Current Government policy is to raise total reserves to 30 billion barrels, by the year 2003. Most of Nigerias crude oil production is light sweet crude, API grades 26-40, with low sulphur content. Most of the crude oil in Nigeria comes from numerous, small, producing fields, located in Niger Delta area. The product is exported through 7 terminals, and a number of floating production vessels. There are over 606 fields with commercial quantities of extractable reserves and numerous other marginal fields throughout the Niger Delta.
Upstream Sector
Most of the oil production in Nigeria is carried out by 6 major joint venture operations managed by multinational giants; Shell, Mobil, Chevron, Agip, Elf, and Texaco.
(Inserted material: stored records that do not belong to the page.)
Issue #413, opened 2022-12-08
sensor.vehicle_energy_added wrongly counting when resuming charging


evolucja:
![image](https://user-images.githubusercontent.com/990929/206454345-ae0bc0c0-d65c-4758-a66d-70fdb48615cd.png)

Hi, it looks like when we stop charging and then start it again (or when it reached certain percentage and then we increase the percentage so it starts charging again without starting the new session) the counter doesn't start from 0 but from the last value so using it for energy meters can double or triple the charged kWh amount.

Any idea how to fix that?

evolucja:
Unfortunately, it still doesn't work with 3.7.0. The car was charged last a few days ago. Since then it counted energy added 5 times.

![image](https://user-images.githubusercontent.com/990929/208134205-bfd2dc7f-c42c-4af1-9fe8-5efb84911738.png)

carleeno:
@evolucja can you share the same history time range of the
- charging sensor
- charger sensor
- online sensor
- alseep sensor

we need to correlate when it is going to 0 to try to figure out why it's doing that. I double checked the code and we're not manually setting 0 for that sensor anywhere in the code so now I'm wondering if the car is reporting 0 sometimes.

evolucja:
@carleeno here it is:

![image](https://user-images.githubusercontent.com/990929/208141709-11c72e43-fe79-4578-a560-2eeca43a47a3.png)

carleeno:
@evolucja almost, it's supposed to reset the energy added value when charger goes from 0 to 1, and retain that value when the charger goes from 1 to 0. Here's mine so you can see what it's supposed to look like
![image](https://user-images.githubusercontent.com/54586926/208221727-35f3411d-8113-4b18-a24b-a656c72a215d.png)

it looks like when you unplug the charger and plug it back in, it's resetting to 0, but then you never charge and unplug it again, and since it never charged it reset to the previous energy added value. I'll try to replicate this with my car by stopping the charge, unplugging, plugging back in, and unplugging before it charges again.

Note the data you are seeing is directly coming from Tesla's api, we are no longer manipulating the value. If there is a value available, we give it; if there is no data available, it shows as `unknown`...so I'm not sure there is anything we can do about this behavior if tesla is resetting the value to 0 and then back to the previous value. Maybe you can also help verify this with debug logs and try to reproduce using the same steps, recording the data json each time.

evolucja:
Hmm don't know what happened but it normalized after the newest update and so far looks good...

[...]

PR #414, opened 2022-12-08
fix: always show charge energy for current and last session

### LINKED ISSUE #295: V3 sensor.vehicle_energy_added incompatible with energy dashboard

3.0.0

## Describe the bug

I understand the vehicle _energy_added sensor is a bit of a cludge. I'm raising this issue to highlight it's incompatibility with the HA energy dashboard.

Here is my sensor for today:

Screenshot_20221023-111728

Looks like I have consumed about 35 kWh for the day.

Energy dashboard is however reporting 135 kWh for the day.

Screenshot_20221023-111841

It is doing this as the energy sensor is resetting to 0 between charges and the energy dashboard double counts every time it rests to zero.

I suspect it maybe required to make a smarter energy sensor to support this integration and the HA energy dashboard.

carleeno:
Fixes #295 and #413 

Based on the information [here](https://developers.home-assistant.io/docs/core/entity/sensor/#entities-representing-a-total-amount), I realized that the logic to set the energy added to 0 when not charging was breaking energy calculations.

The actual energy added value is reset by tesla on it's own, so when we manually set 0, and then revert back to the tesla's value if charging starts again for the same charge session, it will cause the energy dashboard to incorrectly sum the deltas.

It appears that TOTAL_INCREASING is the right state class to use, as we don't expect the value to decrease substantially (a 10% allowance is built in). So if we just rely on the car's own charging state to reset appropriately, the energy dashboard should reflect usage correctly.

What this changes for users:
- The energy added sensor will continue to report the last energy added value from the most recent charging session
- The energy dashboard will no longer double/triple the energy usage for single charging sessions which pause/resume
- The energy added sensor will show unknown instead of 0 when the data is not available (if the vehicle is offline/asleep when the integration is loaded)

### Test plan

Tested in dev container with a model 3:
- ensured while unplugged, the energy_added sensor still showed the last value from the previous charging session
- ensured that upon plugging in a charger, the energy_added sensor reset to 0
- ensured the energy_added sensor increased as it charged
- ensured that when pausing charging (remaining plugged in) the energy_added sensor did not reset to 0
- let the car sleep while plugged in then reloaded integration to get an "unknown" state for energey_added sensor
- woke the car up and ensured the energy_added sensor reflected the last value
- at the end of the charging session, ensured that the energy dashboard amount reflected the actual sensor

energy_added sensor showing that it did not reset to zero when pausing (the blank area is "Unknown" from reloading while asleep)
image

The energy dashboard value matches the sensor (it did not double it, even after the "unknown" period)
image

### DIFF
--- a/custom_components/tesla_custom/sensor.py
+++ b/custom_components/tesla_custom/sensor.py
@@ -164,9 +164,9 @@ class TeslaCarChargerEnergy(TeslaCarEntity, SensorEntity):
     @property
     def native_value(self) -> float:
         """Return the charge energy added."""
-        if self._car.charging_state == "Charging":
-            return self._car.charge_energy_added
-        return "0"
+        # The car will reset this to 0 automatically when charger
+        # goes from disconnected to connected
+        return self._car.charge_energy_added
 
     @property
     def extra_state_attributes(self):


carleeno:
in draft while I test that the `unknown` behavior doesn't cause any problems in the energy dashboard

evolucja:
I was about to give a try implementing this change but many thanks you've done it!  :)

evolucja:
Unfortunately @carleeno, it still doesn't work with 3.7.0. The car was charged last a few days ago. Since then it counted energy added 5 times.

image

PR #419, opened 2022-12-11
fix: Charge time remaining, account for time passing between updates

InTheDaylight14:
Saves the time when the value changes, subtracts the time that has passed since the last update. 

Without this the value grows by 1 minute for every minute since an api update. Then, on api call, the time jumps back down to the proper time.

### DIFF
--- a/tests/test_sensor.py
+++ b/tests/test_sensor.py
@@ -261,6 +261,15 @@ async def test_time_charge_complete_charging(
     assert state.attributes.get(ATTR_DEVICE_CLASS) == SensorDeviceClass.TIMESTAMP
     assert state.attributes.get(ATTR_STATE_CLASS) is None
 
+    mock_timetravel = mock_now + timedelta(minutes=2)
+    monkeypatch.setattr(dt, "utcnow", lambda: mock_timetravel)
+
+    state = hass.states.get("sensor.my_model_s_time_charge_complete")
+    charge_complete = mock_now + timedelta(
+        hours=float(car_mock_data.VEHICLE_DATA["charge_state"]["time_to_full_charge"])
+    )
+    charge_complete_str = datetime.strftime(charge_complete, "%Y-%m-%dT%H:%M:%S+00:00")
+
 
 async def test_time_charge_completed(hass: HomeAssistant) -> None:
     """Tests time charge complete is the correct value."""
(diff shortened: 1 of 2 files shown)


alandtse:
For this type of nuanced issue, do you think you can write a test so we don't get a regression? Basically, the idea is the test will fail if this fix's behavior is undone.

InTheDaylight14:
Hmm, my first thought on how to test would be to put a delay of 1 minute in and make sure the state has not changed. I'd hate to hold up the all the tests for 1 minute though. 

I included this behavior in the Destination arrival time PR. So that could end up with 2 minute delays in the tests. 

Is there a way to programmatically change the system time? Or run the tests with delays in a separate thread?

alandtse:
Yes, use libraries like https://pypi.org/project/time-machine/. I don't remember what HA has standardized on though.

InTheDaylight14:
Moving to a draft for now. This might not be needed if the polling is increased to every 60 seconds while charging. The charge time completion will always be within 60 seconds. 

https://github.com/alandtse/tesla/issues/426

tests/test_sensor.py
```diff
@@ -261,6 +261,15 @@ async def test_time_charge_complete_charging(
     assert state.attributes.get(ATTR_DEVICE_CLASS) == SensorDeviceClass.TIMESTAMP
     assert state.attributes.get(ATTR_STATE_CLASS) is None
 
+    mock_timetravel = mock_now + timedelta(minutes=2)
```
InTheDaylight14, line 264: Little out of my element here, I want to draw attention to this to make sure this works for testing. Trying to change the time 2 minutes in the future and make sure that the state has stayed the same.

alandtse: I'm not certain what the issue is. Is the test failing? I haven't mocked timestamps before so I'd just be reading the documentation like you are and reviewing the HA examples.

InTheDaylight14: No the test is passing just fine. Maybe @carleeno can review the mock_timetravel. I based it off of their recent PR to shore up time tests. I just want to make sure that the state is actually being evaluated two minutes later by using that ```monkeypatch.setattr...```

carleeno: @InTheDaylight14 the mock looks correct, however you're not asserting anything afterwards so it's not actually testing anything.

Add an `assert state.state == charge_complete_str` at the end and see what happens, this will reveal if your logic is good.

InTheDaylight14:
Oh and it looks like the tests are being skipped in the checks. Not sure what is going on there.

tests/test_sensor.py
carleeno: for an explanation of what the monkeypatch is doing is it's replacing the `homeassistant.util.dt.utcnow` that HA uses with our mocked time. So when `dt.utcnow` is called from `sensor.py` it will actually get your mocked value.

PR #427, opened 2022-12-12
docs: update readme with new features

InTheDaylight14:
Adding a few new features to the list of entities.


alandtse:
Thanks. Please note that you may also want to start using semantic versioning for all commits. That avoids me accidentally merging the bad history in if I forget to squash. (which I did with your last PR). ;)

PR #440, opened 2022-12-18
fix: remove state class from timestamp sensors

carleeno:
I discovered while testing on HA dev branch that there is a new check to ensure only numeric sensors are reporting a state class (core PR 83344)

With this new check, it logs an error message that some of our sensors are non-numeric, but have a state class

```
[...]
  File "/usr/local/python/lib/python3.10/site-packages/homeassistant/components/sensor/__init__.py", line 797, in state
    raise ValueError(
ValueError: Sensor sensor.mystique_time_charge_complete has a state class and thus indicating it has a numeric value; however, it has the non-numeric device class: timestamp
```

This PR fixes this error, and also fixes the history graphs for these sensors to not try to map the timestamp to a line chart (which results in unreadable values on the chart as it's converting the timestamp to a float)

Additionally this PR fixes a flakey datetime test by mocking `dt.utcnow`

### DIFF
--- a/custom_components/tesla_custom/sensor.py
+++ b/custom_components/tesla_custom/sensor.py
@@ -501,7 +501,6 @@ class TeslaCarTimeChargeComplete(TeslaCarEntity, SensorEntity):
         super().__init__(hass, car, coordinator)
         self.type = "time charge complete"
         self._attr_device_class = SensorDeviceClass.TIMESTAMP
-        self._attr_state_class = SensorStateClass.MEASUREMENT
         self._attr_icon = "mdi:timer-plus"
         self._value: Optional[datetime] = None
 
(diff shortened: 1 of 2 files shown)


carleeno:
:( seems we have a flaky time-based test as well
I'll see if I can address in this PR too
```
=================================== FAILURES ===================================
__________________________ test_arrival_time[pyloop] ___________________________
[gw1] linux -- Python 3.10.9 /home/runner/work/tesla/tesla/.venv/bin/python

hass = <homeassistant.core.HomeAssistant object at 0x7f9c410586d0>

    async def test_arrival_time(hass: HomeAssistant) -> None:
        """Tests arrival time is getting the correct value."""
    
        state = hass.states.get("sensor.my_model_s_arrival_time")
        arrival_time = datetime.utcnow() + timedelta(
            minutes=round(
                float(
                    car_mock_data.VEHICLE_DATA["drive_state"][
                        "active_route_minutes_to_arrival"
                    ]
                ),
                2,
            )
        )
        arrival_time_str = datetime.strftime(arrival_time, "%Y-%m-%dT%H:%M:%S+00:00")
    
>       assert state.state == arrival_time_str
E       AssertionError: assert '20[22](https://github.com/alandtse/tesla/actions/runs/3725591685/jobs/6318493375#step:8:23)-12-18T16:[42](https://github.com/alandtse/tesla/actions/runs/3725591685/jobs/6318493375#step:8:43):54+00:00' == '2022-12-18T16:42:55+00:00'
E         - 2022-12-18T16:42:55+00:00
E         ?                   ^
E         + 2022-12-18T16:42:54+00:00
E         ?                   ^

tests/test_sensor.py:558: AssertionError
```

PR #448, opened 2024-05-29
Edit and Delete button new components

ashleysmithTTD:


src/web/components/Core/DeleteButton.tsx
alex-yau-ttd, line 1: There's a lot of shared code between this and EditButton - there's potential to go further with this and create a generic <Button> component that extracts these things even more. But maybe that's a bit overkill, so maybe keep as-is - though I'm curious to know what you think.

alex-yau-ttd (approved):

alex-yau-ttd:
Let's fix the styling inconsistencies with the action buttons

src/web/components/ClientSideTokenGeneration/CstgDomainsTable.scss
```diff
@@ -25,10 +25,9 @@
       display: flex;
       justify-content: flex-end;
       flex-wrap: wrap;
-    }
 
-    .action-cell > button {
-      padding: 5px 0 5px 10px;
+      
+
```
alex-yau-ttd, line 30: there's a few blank lines we can delete here

src/web/components/ClientSideTokenGeneration/CstgDomainItem.tsx
```diff
@@ -41,7 +40,7 @@ export function CstgDomainItem({
       <td className='domain'>{domain}</td>
       <td className='action'>
         <div className='action-cell'>
-          <EditButton onClick={onEditDialogChange} />
+          <ActionButton onClick={onEditDialogChange} className='action-button' icon={ActionButtonIcon.edit}/>
```
alex-yau-ttd, line 43: Could we possibly move the 'action-button' styling to `ActionButton.scss`? Then we won't need to specify the `className` every time. e.g. I noticed the `ActionButton` in `ApprovedParticipantItem.tsx` is missing the className, so is styled a bit differently.

src/web/components/Core/ActionButton.tsx
```diff
@@ -0,0 +1,31 @@
...
+
+import '../../styles/buttons.scss';
+
+export enum ActionButtonIcon {
+  edit = 'pencil',
+  delete = 'trash-can'
+};
+
+type ActionButtonProps = Readonly<React.ButtonHTMLAttributes<HTMLButtonElement>> & {
+  icon: ActionButtonIcon;
```
alex-yau-ttd, line 12: I'm not sure if we need this `ActionButtonIcon` enum - I think it is probably better to keep it more generic but also preserve type safety just have the `icon` prop be the type `IconProp`, like we have in `Notification.tsx`. Because that's the type that ends up getting passed into the `<FontAwesomeIcon>` anyway.

So I think this is better:
```
type ActionButtonProps = Readonly<React.ButtonHTMLAttributes<HTMLButtonElement>> & {
  icon: IconProp;
  iconClassName?: string;
};
```

Then the usage would remain something like:
```
<ActionButton
  onClick={onOpenChangeKeyEditDialog}
  icon='pencil'
  className='action-button'
/>
```

src/web/components/KeyPairs/KeyPairsTable.scss
```diff
@@ -36,6 +36,8 @@
       svg {
         font-size: 1rem;
       }
+
```
alex-yau-ttd, line 39: A few more lines we can delete

src/web/styles/tables.scss
```diff
@@ -51,10 +51,16 @@ table {
...
     flex-wrap: wrap;
+    
+    .action-button {
+      padding: 5px 5px 5px 10px;
+    }
 
     svg {
       font-size: 1rem;
     }
+
```
alex-yau-ttd, line 62: A few more lines we can delete

src/web/components/ClientSideTokenGeneration/CstgDomainsTable.scss
ashleysmithTTD: Sorry about that I assumed prettier would fix it but I think it was broken on my machine yesterday

src/web/components/Core/ActionButton.tsx
ashleysmithTTD: Makes sense - thanks!

PR #453, opened 2024-05-31
Add in-line delete button to Sharing Permissions Table

ashleysmithTTD:
What Changed:

- Added  in-line delete button for sharing permissions (also added Actions header)
- Extracted DeletePermissionsDialog to its own file 

Test Plans:

- Add and delete participants in the Sharing Permissions table - both individually and in bulk and make sure everything deletes correctly

### DIFF
--- a/src/web/components/SharingPermission/ParticipantItem.tsx
+++ b/src/web/components/SharingPermission/ParticipantItem.tsx
@@ -44,16 +44,24 @@ export function ParticipantItemSimple({ site }: ParticipantItemSimpleProps) {
 type ParticipantItemProps = ParticipantItemSimpleProps & {
   onClick: () => void;
   checked: boolean;
-  onDelete: () => void;
-  sharingSites: SharingSiteWithSource[]
+  onDelete?: (siteIdsToDelete: number[]) => void;
+  sharingSites?: SharingSiteWithSource[];
 };
 
-export function ParticipantItem({ site, onClick, checked, onDelete, sharingSites }: ParticipantItemProps) {
+export function ParticipantItem({
+  site,
+  onClick,
+  checked,
+  onDelete,
+  sharingSites,
+}: ParticipantItemProps) {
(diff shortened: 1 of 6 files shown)


ashleysmithTTD:
https://github.com/IABTechLab/uid2-self-serve-portal/assets/157655209/0b000464-8976-4cbe-8eb5-48aff3c7ff92

src/web/components/SharingPermission/ParticipantItem.tsx
```diff
@@ -61,6 +78,18 @@ export function ParticipantItem({ site, onClick, checked }: ParticipantItemProps
       </td>
       <ParticipantItemSimple site={site} />
       {isSharingParticipant(site) && <td>{formatSourceColumn(site.addedBy)}</td>}
+      {onDelete && (
```
ssundahlTTD, line 81: why is this being conditionally shown?  shouldn't there always be an onDelete prop?

ssundahlTTD:
Something is wrong with adding bulk permissions.  It doesn't show up in the table when added.  
image

lionell-pack-ttd:
The delete button shouldn't show up for participants that are only included by type. e.g. in this screenshot, "DSP example" shouldn't have a delete button. It's not in the list of individual participants so it can't be removed by deleting it.
image

src/web/components/SharingPermission/ParticipantItem.tsx
ashleysmithTTD: If this condition is not there, the delete button will show up on the dropdown when adding permissions because the same `ParticipantTable` component is used for the dropdown when searching and when displaying which permissions have been added

ssundahlTTD (approved):

ashleysmithTTD:
> Something is wrong with adding bulk permissions. It doesn't show up in the table when added. image
> 
> is it just me? seems to work in your video. Looks like just Publisher doesn't show up on the table for me.

We looked into this and it was just data not added, but once editing a publisher with a SHARER role in local admin, it showed up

Nigerian Government, through the Nigerian National Petroleum Corporation (NNPC), holds about 60% shareholding in joint venture companies while the foreign joint venture partners manage the operations, under a joint equity financing structure regulated by a Joint Operating Agreement. All operating costs are financed jointly as per the Memorandum of Understanding (M.O.U.), which defines the commercial agreement between the partners and the government.
Downstream Sector
The refining, petrochemical, and transportation sectors of the oil industry in Nigeria, are managed by various subsidiaries of Nigerian National Petroleum Corporation (NNPC).
Refineries: The country has 4 refineries with a total capacity of 445,000 bpd
- Port Harcourt 'A'- 60,000 bbl/d
- Port Harcourt B- 150,000 bbl/d
- Warri- 125,000 bbl/d
- Kaduna- 110,000 bbl/d
Petrochemical Plants: NNPC planned the development of the Petrochemicals Industry of Nigeria in 3 phases:
- 1st phase: Already operational, it comprises of 3 plants; a linear alkyl benzene plant (LAB) in Kaduna, and the carbon black & polypropylene plants near Warri.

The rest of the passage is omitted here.